A major cause for concern for engineering aspirants was that
a number of fresh graduates were largely ‘unemployable.’
The India Labour Report 2007, a survey conducted by a staffing
company TeamLease, found that nearly “57 per cent of India’s
youth suffer from some degree of unemployability.”
An IT company source confirms this fact about engineering graduates.
“Less than 40-50 per cent of the people I interview are
employable. This is true even for professionals with a year
or two of experience,” he says. Similar numbers would
hold across most IT companies.
In this context, campus interviews are important as they let
students interact with recruiters in comfortable surroundings.

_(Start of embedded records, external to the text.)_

PR #2516, opened 2019-07-24
Fix setting a selection index when having duplicate values

### LINKED ISSUE #2513: RadioButton with options having the same value
```python
import ipywidgets as widgets
# widgets.__version__ == 7.2.1

colors = [["red",1], ["blue",2] ,["green",3], ["yellow",2]]
blob = widgets.RadioButtons(options=colors)
blob
```
For example selecting "yellow", it will automatically change the selected option to "blue". It picks the lowest indexed option with the same value. To actually select "yellow" a second click is needed.

Is this the intended behavior? If not, it would be real neat if options with different labels and the same values was supported.

jasongrout:
Fixes #2513 

Basically, when changing a selection that had duplicate values or labels, we always ended up resetting the index to the first such value or label. Now we check to see if the current index is the correct label/value before we reset the index.

I added a test which fails before the fix and passes after the fix.

### DIFF
--- a/ipywidgets/widgets/tests/test_widget_selection.py
+++ b/ipywidgets/widgets/tests/test_widget_selection.py
@@ -65,3 +65,32 @@ class TestSelection(TestCase):
         assert select.value == 4
         assert select.label == '4'
         assert observations == [0]
+
+    def test_duplicate(self):
+        select = Select(options=['first', 1, 'dup', 'dup'])
+        observations = []
+        def f(change):
+            observations.append(change.new)
+        select.observe(f, 'index')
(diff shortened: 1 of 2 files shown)


jasongrout:
CC @maartenbreddels @bbettss

bbettss:
Awesome, thank you!

jasongrout:
Thanks for pointing out the issue with a very clear reproducible code snippet!

maartenbreddels:
Awesome, LGTM!

jasongrout:
Feel free to merge @maartenbreddels :)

But Mr. Pandia Rajan says hardly 35 per cent of all engineering
graduates get placed through campus interviews. The primary
reason is the lack of good communication skills, people from
the industry feel.
Education opportunities without providing sufficient employment
opportunities are doubly dangerous, Mr. Pandia Rajan says. L.
S. Ganesh, Head of the Department of Management Studies at IIT
Madras, concurs. He says character-building is becoming a neglected
aspect of education with rampant corruption. Students tend to
look at the world from a narrow window of perception centred
on themselves and the current moment. This leads to distortions
in the environment which come back to hurt society as a whole.
Despite their exalted position in society, many teachers are
becoming insensitive to their students.